We rarely publish them, because they aren’t a substitute for Pat, and of course, being published by us causes SPLC attacks in what I’ve called "guilt by syndication."

This one was by Never-Trumper Mona Charen (now writing for Bill Kristol's Bulwark) and was called, believe it or not, "An America First Immigration Policy."

Her idea of "America First" is mass immigration to solve a shortage of cheap immigrant labor, and she adds, Republicans never used be against legal immigration, but they are now.

But the one factor we discuss too little is immigration—or rather, we emphasize the wrong aspect. Republicans are obsessed with the southern border and the dreaded waves of people (or sometimes "caravans") attempting entry. But we've long had people thronging the Mexican border. What we haven't seen in many decades is a serious decline in the number of legal immigrants—a decline that is a big factor in all the things Americans dislike about how things are going right now. If an immigration advocate had wanted to concoct a scenario to demonstrate to Americans just how diminished their lives would be with fewer immigrants, they couldn't have devised a better scheme than the combination of the Trump administration and the pandemic.

Trump began his squeeze on immigrants in 2017 with a ban on immigration from seven Muslim-majority countries and followed up with drastic reductions in the number of green cards issued, the number of refugees admitted (a shameful policy choice) and the number of legal immigrants processed. A Government Accountability Office review found that the Citizenship and Immigration Service increased its processing time for immigration applications sixfold between 2015 and 2020. Trump officials threw sand into the gears. They raised fees for naturalization applications from $620 to $1,160 and added burdensome, niggling requirements. A 2019 rule, for example, forced immigrants to refile forms if they left a space blank, even if the question did not pertain to them. Interviews were stalled, and they starved the relevant agencies of funding.

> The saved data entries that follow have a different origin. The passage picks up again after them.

PR #1713, opened 2023-02-14
Replace CLI cloud-signup with a browser redirect

sgagniere:
Checklist
---------
   * yes: ok

What
----
Signup through the CLI will be disabled for the time being. In place of that, the command will now open a browser tab to the cloud signup page (after the user confirms that they wish to do so).

Test & Review
-------------
Manual testing (macOS terminal, Windows command prompt, Windows powershell).


test/cloud_signup_test.go
```diff
@@ -1,79 +0,0 @@
-package test
```
sgagniere, line 1: I don't want a browser window popping up every time the unit tests run, and other than that there's basically nothing here that really seemed worth testing so I just removed this file completely.

internal/cmd/cloud-signup/command.go
```diff
@@ -40,174 +31,22 @@ func New(prerunner pcmd.PreRunner, userAgent string, ccloudClientFactory pauth.C
...
-
-	cmd.Flags().String("url", "https://confluent.cloud", "Confluent Cloud service URL.")
+	cmd.RunE = c.signup
 
 	return cmd
 }
 
-func (c *command) cloudSignupRunE(cmd *cobra.Command, _ []string) error {
-	url, err := cmd.Flags().GetString("url")
+func (c *command) signup(cmd *cobra.Command, _ []string) error {
```
brianstrauch, line 39: Let's match the name of the command?
```suggestion
func (c *command) cloudSignup(cmd *cobra.Command, _ []string) error {
```

brianstrauch: Also, the `command` struct probably isn't needed anymore. We don't need any of the `userAgent`, `isTest`, etc. fields

internal/cmd/cloud-signup/command.go
```diff
@@ -40,174 +31,22 @@ func New(prerunner pcmd.PreRunner, userAgent string, ccloudClientFactory pauth.C
...
+	utils.Println(cmd, "You will now be redirected to the Confluent Cloud sign up page in your browser.")
+	err := form.ConfirmEnter(cmd)
 	if err != nil {
```
brianstrauch, line 42:
```suggestion
	if err := form.ConfirmEnter(cmd); err != nil {
```

internal/pkg/form/form.go
```diff
@@ -112,6 +112,20 @@ func ConfirmDeletion(cmd *cobra.Command, promptMsg, stringToType string) (bool,
 	return false, errors.NewErrorWithSuggestions(fmt.Sprintf(`input does not match "%s"`, stringToType), DeleteResourceConfirmSuggestions)
 }
 
+func ConfirmEnter(cmd *cobra.Command) (error) {
+	// Note: this function does not check against any regex;
+	// any string is acceptable
+	prompt := NewPrompt(os.Stdin)
+	f := Field{Prompt: "Press enter to continue or Ctrl-C to cancel"}
```
brianstrauch, line 119: Can we hide the output from the user? If they type "no" for example they shouldn't see any letters appear.

brianstrauch:
Make sure you edit the feature flag to add an announcement to the `cloud-signup` command that explains that it no longer works for versions < v3.2.0!

internal/cmd/cloud-signup/command.go
sgagniere: I just did that so I wouldn't have to use `:=` again on line 46. I can't change both though.

internal/pkg/form/form.go
sgagniere: I explored this for a bit. Using `golang.org/x/term`'s ReadPassword function to disable terminal echo does this. But... it has an unexpected interaction with `browser.OpenURL` that causes the tab to open in the background. Going to make a ticket for this and address it afterwards, but I want to get this in for the next release.

brianstrauch: Huh, that's super weird.

sgagniere: Added it back. Printing anything gets rid of this behavior.

internal/pkg/form/form.go
```diff
@@ -112,16 +113,15 @@ func ConfirmDeletion(cmd *cobra.Command, promptMsg, stringToType string) (bool,
...
+func ConfirmEnter(cmd *cobra.Command) error {
 	// Note: this function does not check against any regex;
 	// any string is acceptable
-	prompt := NewPrompt(os.Stdin)
-	f := Field{Prompt: "Press enter to continue or Ctrl-C to cancel"}
-	show(cmd, f)
+	utils.Print(cmd, "Press enter to continue or Ctrl-C to cancel:")
 
-	if _, err := read(f, prompt); err != nil {
+	if _, err := term.ReadPassword(int(os.Stdin.Fd())); err != nil {
```
brianstrauch, line 121: You might find it easier to use the `form` package and set `IsHidden = true`. (The current approach is a bit confusing since we're not reading a password)

sgagniere: I considered that, but using form with `IsHidden` still prints *'s instead of surpressing output

brianstrauch: Ah, right. Let's write a comment explaining why we're using this function then!

brianstrauch (approved):

internal/pkg/form/form.go
```diff
@@ -112,6 +113,19 @@ func ConfirmDeletion(cmd *cobra.Command, promptMsg, stringToType string) (bool,
 	return false, errors.NewErrorWithSuggestions(fmt.Sprintf(`input does not match "%s"`, stringToType), DeleteResourceConfirmSuggestions)
 }
 
+func ConfirmEnter(cmd *cobra.Command) error {
+	// This function prevents echoing of user input instead of displaying text or *'s
+	// so that the CLI will appear to wait until 'enter' or 'Ctrl-C' are entered.
+	utils.Print(cmd, "Press enter to continue or Ctrl-C to cancel:")
```
brianstrauch, line 119: Would this prevent us from needing the second `Print()` below?
```suggestion
	utils.Println(cmd, "Press enter to continue or Ctrl-C to cancel:")
```

internal/cmd/cloud-signup/command.go
```diff
@@ -1,213 +1,36 @@
...
-	c := &command{
-		CLICommand:    pcmd.NewAnonymousCLICommand(cmd, prerunner),
-		userAgent:     userAgent,
-		clientFactory: ccloudClientFactory,
-		isTest:        isTest,
-	}
-	cmd.RunE = c.cloudSignupRunE
-
-	cmd.Flags().String("url", "https://confluent.cloud", "Confluent Cloud service URL.")
+	cmd.RunE = cloudSignup
```
brianstrauch, line 18: This can be added to the struct above now

internal/pkg/form/form.go
sgagniere: No; the second print is there for an unrelated reason. I just added a comment to explain it.

internal/cmd/cloud-signup/command.go
```diff
@@ -1,213 +1,36 @@
...
 
 	return cmd
 }
 
-func (c *command) cloudSignupRunE(cmd *cobra.Command, _ []string) error {
-	url, err := cmd.Flags().GetString("url")
+func cloudSignup(cmd *cobra.Command, _ []string) error {
+	utils.Println(cmd, "You will now be redirected to the Confluent Cloud sign up page in your browser.")
```
brianstrauch, line 24: How about adding the link to this text, "If you are not redirected, use the following link: https://..."

brianstrauch (approved):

Where is the outrage that we are turning away highly skilled immigrants who could make the difference in our competition with China? Wouldn't an "America first" policy capitalize on our desirability as a destination for the talented instead of slamming our doors? Wouldn't we be welcoming those who will create the key technologies for the future, like artificial intelligence?

What you need to know about this so-called "skilled" immigration is that it displaces a better class of Americans than Mexican illegals do. What you need to know about Trump's successful lowering of legal immigration is that it was in his platform, he ran on it, and he won.

Immigration enthusiasts—supporters of illegal immigration and Amnesty—are always surprised to see  arguments against legal immigration. I remember how freaked out John Podhoretz got when in 2007 he realized, after years of fighting actual conservatives over amnesty to make illegals legal, that there was an argument for lowering legal immigration as well. But of course that's what Peter Brimelow wrote Alien Nation about—it wasn't called Illegal Alien Nation.

The reason Ms. Charen is no substitute for Pat is her "America First"  immigration shows no concern for the American worker or the American taxpayer, but only for the American employer of cheap labor.

So the question Republicans must answer today is: How do you like this immigrant-starved America? How do you like the shortages, the inflation and the poor service? Because this is what comes of nativism.